Collected data:
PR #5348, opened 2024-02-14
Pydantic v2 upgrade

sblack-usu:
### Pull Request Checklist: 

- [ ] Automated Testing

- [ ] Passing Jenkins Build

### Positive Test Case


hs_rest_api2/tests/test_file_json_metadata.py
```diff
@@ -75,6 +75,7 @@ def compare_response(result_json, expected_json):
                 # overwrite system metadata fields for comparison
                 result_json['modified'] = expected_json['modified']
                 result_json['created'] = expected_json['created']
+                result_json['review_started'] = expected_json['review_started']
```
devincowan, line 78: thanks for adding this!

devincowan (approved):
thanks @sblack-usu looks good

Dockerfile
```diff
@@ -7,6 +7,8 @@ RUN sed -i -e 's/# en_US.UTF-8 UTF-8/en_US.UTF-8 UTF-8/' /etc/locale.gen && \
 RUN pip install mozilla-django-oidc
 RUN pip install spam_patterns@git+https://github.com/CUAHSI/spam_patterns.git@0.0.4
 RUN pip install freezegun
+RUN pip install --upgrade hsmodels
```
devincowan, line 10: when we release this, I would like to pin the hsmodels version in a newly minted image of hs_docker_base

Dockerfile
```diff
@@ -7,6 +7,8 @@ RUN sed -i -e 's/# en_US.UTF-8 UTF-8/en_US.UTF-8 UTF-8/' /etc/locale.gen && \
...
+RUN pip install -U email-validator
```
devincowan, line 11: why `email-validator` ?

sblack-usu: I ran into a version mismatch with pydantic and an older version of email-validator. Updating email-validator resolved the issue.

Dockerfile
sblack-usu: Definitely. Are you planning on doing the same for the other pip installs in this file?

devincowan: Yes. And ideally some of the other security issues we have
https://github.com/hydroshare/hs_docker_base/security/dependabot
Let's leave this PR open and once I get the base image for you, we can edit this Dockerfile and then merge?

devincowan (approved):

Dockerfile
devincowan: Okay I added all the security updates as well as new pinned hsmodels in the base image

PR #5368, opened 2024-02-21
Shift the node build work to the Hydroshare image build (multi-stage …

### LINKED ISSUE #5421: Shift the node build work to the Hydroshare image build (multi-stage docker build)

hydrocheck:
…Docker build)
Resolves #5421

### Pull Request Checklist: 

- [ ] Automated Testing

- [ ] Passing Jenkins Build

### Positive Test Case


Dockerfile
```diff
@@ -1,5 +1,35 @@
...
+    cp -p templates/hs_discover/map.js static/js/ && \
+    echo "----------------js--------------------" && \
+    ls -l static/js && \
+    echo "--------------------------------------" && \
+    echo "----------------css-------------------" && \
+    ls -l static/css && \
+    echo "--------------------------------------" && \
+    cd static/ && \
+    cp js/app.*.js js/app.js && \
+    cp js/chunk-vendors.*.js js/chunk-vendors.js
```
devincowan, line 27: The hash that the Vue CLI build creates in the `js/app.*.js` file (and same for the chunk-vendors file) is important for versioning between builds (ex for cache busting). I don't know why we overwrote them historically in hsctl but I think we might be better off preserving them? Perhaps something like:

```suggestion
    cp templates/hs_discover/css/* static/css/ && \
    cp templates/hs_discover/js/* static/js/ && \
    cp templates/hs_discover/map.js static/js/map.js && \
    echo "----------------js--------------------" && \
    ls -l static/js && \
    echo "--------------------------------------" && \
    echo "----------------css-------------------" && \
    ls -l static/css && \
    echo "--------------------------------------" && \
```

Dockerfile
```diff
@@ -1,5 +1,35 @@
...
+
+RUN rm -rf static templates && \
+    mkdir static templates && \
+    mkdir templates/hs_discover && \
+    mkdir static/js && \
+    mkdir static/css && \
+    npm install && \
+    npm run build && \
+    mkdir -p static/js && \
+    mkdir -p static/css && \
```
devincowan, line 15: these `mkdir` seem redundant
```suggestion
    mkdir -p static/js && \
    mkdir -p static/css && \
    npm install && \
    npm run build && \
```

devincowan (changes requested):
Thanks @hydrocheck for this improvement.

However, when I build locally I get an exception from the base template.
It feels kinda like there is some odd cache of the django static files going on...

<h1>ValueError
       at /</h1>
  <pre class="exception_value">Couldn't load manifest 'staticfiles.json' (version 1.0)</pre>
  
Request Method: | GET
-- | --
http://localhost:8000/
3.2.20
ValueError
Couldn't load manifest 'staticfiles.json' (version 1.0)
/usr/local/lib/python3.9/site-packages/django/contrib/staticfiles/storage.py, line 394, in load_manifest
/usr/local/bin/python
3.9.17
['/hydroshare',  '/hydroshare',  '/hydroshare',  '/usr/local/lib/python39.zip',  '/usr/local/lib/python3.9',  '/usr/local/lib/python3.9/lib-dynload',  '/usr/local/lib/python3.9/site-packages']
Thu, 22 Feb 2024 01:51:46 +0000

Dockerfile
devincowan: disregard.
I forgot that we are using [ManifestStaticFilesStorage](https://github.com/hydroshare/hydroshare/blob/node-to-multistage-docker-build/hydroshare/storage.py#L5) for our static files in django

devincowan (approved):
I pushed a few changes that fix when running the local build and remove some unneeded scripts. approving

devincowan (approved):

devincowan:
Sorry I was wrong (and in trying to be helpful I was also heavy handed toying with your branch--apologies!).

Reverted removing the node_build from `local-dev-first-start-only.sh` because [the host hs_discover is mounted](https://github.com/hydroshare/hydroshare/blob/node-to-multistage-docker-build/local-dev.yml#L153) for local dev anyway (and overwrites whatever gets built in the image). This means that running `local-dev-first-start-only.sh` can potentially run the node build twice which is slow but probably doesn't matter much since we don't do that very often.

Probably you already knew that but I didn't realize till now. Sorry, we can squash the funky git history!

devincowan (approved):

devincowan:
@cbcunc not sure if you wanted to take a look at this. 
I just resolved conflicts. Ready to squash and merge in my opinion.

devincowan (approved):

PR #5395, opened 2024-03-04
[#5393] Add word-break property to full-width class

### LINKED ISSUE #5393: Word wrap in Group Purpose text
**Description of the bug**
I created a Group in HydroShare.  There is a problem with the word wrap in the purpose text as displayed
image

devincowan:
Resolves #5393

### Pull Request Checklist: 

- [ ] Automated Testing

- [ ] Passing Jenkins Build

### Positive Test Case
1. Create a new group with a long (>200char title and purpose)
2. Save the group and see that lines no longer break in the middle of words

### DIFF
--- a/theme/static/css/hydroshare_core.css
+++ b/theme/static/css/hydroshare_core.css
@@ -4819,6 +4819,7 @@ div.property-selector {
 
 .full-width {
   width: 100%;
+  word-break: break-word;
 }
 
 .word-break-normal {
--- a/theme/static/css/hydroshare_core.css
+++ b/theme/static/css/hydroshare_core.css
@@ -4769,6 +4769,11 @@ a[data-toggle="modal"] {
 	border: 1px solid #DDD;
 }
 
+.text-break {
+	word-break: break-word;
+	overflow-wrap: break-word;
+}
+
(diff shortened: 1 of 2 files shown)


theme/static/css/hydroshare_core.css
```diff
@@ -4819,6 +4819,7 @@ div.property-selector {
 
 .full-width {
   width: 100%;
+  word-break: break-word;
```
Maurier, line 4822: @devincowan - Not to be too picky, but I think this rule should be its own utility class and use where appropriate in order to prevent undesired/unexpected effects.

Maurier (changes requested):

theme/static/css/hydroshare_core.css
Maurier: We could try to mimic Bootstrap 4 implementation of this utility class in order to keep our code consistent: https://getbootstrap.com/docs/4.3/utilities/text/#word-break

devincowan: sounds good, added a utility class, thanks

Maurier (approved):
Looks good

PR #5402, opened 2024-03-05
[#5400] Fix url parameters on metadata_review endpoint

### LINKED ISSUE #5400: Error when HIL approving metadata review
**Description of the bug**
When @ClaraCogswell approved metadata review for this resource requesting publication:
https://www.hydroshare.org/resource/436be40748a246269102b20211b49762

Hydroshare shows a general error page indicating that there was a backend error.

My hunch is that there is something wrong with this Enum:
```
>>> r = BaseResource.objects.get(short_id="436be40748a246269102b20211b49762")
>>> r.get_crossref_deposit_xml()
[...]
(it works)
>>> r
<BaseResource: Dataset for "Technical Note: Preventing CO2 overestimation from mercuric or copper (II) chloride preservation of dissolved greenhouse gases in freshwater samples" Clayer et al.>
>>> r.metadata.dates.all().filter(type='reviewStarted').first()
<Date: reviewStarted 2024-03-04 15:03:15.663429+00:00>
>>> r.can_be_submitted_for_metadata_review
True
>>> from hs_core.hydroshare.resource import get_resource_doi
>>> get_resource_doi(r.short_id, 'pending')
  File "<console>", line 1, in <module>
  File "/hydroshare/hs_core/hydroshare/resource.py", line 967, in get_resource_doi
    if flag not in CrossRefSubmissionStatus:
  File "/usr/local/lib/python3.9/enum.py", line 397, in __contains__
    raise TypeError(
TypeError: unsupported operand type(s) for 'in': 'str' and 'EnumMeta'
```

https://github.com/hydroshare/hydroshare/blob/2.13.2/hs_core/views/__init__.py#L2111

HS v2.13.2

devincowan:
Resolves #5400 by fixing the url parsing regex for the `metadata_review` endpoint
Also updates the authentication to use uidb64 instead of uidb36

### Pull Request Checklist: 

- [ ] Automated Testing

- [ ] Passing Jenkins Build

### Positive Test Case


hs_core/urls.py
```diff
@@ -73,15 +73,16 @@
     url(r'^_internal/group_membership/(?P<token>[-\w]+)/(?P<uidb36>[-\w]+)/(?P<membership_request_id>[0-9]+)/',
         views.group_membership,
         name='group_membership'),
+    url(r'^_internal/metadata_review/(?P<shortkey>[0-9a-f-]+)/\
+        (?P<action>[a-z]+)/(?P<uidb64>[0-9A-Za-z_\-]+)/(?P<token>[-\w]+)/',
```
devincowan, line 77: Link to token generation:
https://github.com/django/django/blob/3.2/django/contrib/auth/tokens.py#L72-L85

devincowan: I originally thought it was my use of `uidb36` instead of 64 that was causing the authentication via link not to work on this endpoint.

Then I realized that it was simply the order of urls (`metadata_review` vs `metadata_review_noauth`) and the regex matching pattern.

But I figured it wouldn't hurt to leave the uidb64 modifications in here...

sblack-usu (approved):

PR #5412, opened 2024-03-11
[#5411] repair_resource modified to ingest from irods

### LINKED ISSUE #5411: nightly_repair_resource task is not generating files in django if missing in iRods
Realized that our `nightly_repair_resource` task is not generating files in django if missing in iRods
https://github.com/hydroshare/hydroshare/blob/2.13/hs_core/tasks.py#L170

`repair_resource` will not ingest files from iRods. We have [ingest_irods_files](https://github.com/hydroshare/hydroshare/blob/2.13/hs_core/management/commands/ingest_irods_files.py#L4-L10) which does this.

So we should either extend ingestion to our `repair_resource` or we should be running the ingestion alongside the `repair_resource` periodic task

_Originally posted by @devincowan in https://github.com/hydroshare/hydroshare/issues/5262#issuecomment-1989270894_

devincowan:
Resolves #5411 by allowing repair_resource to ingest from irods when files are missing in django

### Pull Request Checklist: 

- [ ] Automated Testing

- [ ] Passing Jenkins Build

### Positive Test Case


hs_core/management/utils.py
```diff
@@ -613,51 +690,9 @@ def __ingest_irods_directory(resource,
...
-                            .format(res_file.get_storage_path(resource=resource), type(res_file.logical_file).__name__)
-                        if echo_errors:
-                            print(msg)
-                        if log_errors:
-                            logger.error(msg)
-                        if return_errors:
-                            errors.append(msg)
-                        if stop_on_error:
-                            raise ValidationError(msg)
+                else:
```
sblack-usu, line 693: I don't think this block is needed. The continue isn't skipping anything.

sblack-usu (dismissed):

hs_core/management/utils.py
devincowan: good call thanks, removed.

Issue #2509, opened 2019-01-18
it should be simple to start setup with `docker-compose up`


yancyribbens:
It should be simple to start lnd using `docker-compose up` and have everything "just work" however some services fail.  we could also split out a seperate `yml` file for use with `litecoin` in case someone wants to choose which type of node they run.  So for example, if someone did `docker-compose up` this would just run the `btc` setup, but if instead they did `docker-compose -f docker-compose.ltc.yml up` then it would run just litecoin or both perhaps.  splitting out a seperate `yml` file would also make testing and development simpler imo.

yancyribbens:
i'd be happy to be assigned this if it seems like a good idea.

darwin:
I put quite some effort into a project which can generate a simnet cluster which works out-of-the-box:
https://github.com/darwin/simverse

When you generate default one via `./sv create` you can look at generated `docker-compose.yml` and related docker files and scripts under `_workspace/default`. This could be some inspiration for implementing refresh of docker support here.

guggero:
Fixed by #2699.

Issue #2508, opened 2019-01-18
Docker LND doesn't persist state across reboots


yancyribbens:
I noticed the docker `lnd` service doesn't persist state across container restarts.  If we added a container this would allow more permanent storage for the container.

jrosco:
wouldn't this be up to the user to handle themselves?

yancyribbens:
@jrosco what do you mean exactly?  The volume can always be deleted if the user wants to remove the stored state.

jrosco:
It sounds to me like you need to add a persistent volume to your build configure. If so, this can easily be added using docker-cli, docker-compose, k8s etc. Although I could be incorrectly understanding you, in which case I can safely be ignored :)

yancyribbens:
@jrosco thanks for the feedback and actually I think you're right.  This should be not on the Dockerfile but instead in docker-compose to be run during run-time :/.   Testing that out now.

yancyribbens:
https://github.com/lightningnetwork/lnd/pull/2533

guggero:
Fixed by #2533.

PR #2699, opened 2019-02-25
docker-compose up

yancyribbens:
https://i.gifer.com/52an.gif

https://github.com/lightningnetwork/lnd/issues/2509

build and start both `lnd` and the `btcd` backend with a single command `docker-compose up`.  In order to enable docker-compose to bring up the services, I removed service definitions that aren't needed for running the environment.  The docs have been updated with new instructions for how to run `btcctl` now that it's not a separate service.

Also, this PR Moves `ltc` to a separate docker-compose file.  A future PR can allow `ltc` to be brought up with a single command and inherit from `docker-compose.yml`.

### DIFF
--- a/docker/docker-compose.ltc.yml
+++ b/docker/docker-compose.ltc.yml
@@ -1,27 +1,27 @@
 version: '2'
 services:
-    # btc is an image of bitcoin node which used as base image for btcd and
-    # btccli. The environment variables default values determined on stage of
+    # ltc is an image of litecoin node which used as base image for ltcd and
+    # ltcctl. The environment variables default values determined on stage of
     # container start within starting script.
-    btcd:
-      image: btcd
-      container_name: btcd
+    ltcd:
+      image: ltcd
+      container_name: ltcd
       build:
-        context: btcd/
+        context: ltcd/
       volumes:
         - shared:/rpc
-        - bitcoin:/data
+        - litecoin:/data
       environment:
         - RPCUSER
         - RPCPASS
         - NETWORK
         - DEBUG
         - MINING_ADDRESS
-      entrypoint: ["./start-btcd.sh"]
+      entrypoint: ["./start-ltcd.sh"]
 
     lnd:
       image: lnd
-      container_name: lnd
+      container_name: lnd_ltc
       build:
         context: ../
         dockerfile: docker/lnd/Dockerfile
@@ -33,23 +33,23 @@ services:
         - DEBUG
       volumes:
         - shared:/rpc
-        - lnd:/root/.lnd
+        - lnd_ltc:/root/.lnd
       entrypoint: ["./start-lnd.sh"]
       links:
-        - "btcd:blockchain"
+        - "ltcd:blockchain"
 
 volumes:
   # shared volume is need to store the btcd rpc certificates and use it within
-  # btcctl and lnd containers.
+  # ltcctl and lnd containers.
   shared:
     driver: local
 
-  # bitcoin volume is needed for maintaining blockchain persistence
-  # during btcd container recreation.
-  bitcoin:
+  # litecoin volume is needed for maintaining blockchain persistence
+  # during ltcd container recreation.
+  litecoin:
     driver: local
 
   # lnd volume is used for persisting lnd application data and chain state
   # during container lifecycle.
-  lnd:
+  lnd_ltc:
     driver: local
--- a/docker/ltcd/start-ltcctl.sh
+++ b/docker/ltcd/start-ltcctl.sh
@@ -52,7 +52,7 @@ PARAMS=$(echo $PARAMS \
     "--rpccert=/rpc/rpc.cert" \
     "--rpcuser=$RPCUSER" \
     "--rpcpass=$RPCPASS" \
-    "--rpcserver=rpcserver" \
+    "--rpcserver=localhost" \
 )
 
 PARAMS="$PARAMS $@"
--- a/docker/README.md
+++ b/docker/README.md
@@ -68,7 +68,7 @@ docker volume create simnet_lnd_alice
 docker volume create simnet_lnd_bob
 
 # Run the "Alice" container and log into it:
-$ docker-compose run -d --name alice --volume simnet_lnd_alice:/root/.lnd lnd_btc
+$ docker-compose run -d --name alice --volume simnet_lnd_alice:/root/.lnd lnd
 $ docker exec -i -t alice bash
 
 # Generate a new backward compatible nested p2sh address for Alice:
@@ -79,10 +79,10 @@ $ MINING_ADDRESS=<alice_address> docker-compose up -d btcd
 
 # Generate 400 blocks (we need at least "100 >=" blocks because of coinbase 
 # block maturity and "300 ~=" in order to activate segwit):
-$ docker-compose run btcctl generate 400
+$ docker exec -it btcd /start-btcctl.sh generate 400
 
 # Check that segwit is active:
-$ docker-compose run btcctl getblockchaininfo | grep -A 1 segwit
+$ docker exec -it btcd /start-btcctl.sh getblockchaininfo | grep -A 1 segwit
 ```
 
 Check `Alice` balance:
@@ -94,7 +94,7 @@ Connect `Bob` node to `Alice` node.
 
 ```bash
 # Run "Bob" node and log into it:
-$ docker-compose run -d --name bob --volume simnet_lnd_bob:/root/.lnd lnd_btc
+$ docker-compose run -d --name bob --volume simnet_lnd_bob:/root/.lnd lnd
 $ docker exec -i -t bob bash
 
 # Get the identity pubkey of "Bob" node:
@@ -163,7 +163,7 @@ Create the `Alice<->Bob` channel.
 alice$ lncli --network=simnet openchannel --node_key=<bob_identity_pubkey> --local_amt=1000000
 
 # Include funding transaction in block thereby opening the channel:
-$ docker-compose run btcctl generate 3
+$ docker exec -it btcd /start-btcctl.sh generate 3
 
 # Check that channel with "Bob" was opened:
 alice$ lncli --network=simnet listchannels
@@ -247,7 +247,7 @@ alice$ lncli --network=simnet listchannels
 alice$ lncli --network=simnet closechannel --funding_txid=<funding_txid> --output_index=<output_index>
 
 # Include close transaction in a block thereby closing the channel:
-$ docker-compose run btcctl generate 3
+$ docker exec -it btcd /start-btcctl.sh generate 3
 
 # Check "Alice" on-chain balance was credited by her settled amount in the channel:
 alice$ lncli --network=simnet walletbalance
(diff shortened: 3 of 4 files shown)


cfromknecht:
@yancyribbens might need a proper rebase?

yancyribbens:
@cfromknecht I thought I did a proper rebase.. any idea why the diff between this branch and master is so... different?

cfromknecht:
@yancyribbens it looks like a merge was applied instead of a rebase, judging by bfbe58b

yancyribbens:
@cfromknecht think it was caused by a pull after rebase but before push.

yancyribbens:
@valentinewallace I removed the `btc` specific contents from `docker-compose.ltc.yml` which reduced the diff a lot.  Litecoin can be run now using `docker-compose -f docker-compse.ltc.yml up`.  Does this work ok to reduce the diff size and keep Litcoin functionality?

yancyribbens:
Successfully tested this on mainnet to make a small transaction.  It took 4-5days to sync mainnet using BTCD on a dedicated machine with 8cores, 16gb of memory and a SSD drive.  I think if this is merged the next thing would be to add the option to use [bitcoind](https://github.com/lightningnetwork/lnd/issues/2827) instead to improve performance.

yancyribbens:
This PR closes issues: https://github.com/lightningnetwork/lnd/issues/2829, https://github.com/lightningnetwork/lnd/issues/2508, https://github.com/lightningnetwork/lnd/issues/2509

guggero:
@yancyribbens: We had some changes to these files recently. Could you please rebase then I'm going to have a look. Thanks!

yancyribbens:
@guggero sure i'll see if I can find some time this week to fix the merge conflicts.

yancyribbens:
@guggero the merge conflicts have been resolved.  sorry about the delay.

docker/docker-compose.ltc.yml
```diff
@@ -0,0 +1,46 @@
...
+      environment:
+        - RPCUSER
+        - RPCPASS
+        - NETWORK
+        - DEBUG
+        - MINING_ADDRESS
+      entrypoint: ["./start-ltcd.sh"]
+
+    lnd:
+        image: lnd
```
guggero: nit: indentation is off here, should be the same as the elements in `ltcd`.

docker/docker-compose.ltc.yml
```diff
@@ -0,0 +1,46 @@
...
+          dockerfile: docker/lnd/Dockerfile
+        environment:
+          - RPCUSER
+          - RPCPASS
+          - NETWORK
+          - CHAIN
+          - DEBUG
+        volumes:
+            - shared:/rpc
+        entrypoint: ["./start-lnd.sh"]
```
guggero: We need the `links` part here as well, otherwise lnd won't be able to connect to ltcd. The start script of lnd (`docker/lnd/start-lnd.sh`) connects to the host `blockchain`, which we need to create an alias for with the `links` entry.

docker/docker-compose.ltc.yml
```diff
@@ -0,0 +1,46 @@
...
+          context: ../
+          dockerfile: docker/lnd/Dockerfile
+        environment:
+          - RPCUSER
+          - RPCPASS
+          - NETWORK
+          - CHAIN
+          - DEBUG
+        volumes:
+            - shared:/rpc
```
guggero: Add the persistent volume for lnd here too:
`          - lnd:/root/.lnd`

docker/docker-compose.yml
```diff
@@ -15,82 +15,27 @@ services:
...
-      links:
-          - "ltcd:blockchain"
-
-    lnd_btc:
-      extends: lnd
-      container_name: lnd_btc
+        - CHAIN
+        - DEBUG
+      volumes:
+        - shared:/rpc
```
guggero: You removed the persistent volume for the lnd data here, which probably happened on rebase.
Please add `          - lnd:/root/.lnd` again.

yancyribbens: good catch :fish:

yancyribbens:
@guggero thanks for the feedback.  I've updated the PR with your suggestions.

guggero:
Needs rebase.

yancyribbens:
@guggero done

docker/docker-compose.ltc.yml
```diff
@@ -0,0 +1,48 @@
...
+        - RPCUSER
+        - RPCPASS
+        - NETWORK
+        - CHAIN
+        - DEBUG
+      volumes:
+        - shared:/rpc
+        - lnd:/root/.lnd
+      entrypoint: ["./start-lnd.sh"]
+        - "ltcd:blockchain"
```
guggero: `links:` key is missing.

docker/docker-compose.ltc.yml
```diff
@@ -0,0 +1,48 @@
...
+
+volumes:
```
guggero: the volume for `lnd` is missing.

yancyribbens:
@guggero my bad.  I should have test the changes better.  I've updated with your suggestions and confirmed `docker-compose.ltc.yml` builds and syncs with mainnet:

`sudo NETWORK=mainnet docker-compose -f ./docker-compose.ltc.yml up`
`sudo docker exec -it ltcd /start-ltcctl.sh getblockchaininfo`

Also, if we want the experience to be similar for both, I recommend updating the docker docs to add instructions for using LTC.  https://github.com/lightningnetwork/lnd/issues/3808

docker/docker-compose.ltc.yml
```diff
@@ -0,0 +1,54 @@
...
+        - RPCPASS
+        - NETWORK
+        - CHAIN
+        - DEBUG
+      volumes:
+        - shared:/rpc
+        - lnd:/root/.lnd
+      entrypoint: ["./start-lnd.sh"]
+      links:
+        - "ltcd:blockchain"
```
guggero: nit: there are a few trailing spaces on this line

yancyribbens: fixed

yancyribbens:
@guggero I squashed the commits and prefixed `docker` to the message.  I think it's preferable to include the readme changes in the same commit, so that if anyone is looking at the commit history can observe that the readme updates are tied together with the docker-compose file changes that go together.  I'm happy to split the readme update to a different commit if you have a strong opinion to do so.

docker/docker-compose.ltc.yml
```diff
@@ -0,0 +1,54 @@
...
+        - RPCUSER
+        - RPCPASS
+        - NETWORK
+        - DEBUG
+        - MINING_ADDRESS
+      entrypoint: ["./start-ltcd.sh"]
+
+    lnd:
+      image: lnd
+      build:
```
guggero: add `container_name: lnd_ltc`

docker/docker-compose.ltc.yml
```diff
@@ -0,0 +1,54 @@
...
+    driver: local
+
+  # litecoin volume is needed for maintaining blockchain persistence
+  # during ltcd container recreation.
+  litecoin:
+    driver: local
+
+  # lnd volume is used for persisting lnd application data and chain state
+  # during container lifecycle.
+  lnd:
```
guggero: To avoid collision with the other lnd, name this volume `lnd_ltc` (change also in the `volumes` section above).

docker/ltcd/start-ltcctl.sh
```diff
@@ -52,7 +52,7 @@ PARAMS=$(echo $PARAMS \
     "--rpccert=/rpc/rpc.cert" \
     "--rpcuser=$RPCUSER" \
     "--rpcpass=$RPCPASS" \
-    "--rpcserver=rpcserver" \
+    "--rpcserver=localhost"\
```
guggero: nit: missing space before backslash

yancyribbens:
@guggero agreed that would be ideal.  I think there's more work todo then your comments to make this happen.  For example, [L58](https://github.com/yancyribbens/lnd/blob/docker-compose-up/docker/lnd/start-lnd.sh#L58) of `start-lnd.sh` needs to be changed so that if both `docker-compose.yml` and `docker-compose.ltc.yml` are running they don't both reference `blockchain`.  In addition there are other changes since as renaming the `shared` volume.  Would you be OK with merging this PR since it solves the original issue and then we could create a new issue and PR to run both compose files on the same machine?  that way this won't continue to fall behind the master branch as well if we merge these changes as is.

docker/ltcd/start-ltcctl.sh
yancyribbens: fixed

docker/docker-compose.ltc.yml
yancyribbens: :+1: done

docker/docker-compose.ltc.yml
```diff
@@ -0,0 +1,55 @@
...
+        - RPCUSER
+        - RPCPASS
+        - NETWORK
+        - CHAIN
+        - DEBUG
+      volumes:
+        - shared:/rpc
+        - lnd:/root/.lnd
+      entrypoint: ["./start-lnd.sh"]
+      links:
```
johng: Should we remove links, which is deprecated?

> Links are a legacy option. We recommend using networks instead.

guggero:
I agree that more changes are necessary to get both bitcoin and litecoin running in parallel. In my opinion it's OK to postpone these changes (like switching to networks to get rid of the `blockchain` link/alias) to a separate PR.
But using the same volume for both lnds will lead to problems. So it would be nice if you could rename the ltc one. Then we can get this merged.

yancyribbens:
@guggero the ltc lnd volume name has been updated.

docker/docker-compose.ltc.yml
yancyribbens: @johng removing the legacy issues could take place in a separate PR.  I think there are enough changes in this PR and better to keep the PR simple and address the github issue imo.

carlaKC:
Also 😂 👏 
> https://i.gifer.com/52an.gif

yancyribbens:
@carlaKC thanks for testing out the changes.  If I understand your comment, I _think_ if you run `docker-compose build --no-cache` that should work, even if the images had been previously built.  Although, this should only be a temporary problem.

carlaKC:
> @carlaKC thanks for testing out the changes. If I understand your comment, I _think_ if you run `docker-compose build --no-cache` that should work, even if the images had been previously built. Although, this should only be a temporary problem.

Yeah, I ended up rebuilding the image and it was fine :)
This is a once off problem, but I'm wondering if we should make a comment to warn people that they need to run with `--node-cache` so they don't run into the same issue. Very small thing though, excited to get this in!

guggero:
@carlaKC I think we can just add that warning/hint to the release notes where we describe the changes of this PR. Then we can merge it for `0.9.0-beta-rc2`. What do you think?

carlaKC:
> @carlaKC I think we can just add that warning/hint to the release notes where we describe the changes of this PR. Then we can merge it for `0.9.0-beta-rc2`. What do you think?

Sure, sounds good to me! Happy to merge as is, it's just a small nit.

* **Exercise description**:
From the line that has "version: '2'" through the line that has "# btccli. The", copy every line exactly as it appears above, and leave out all others.

* **Response**:
 version: '2'
 services:
-    # btc is an image of bitcoin node which used as base image for btcd and
-    # btccli. The environment variables default values determined on stage of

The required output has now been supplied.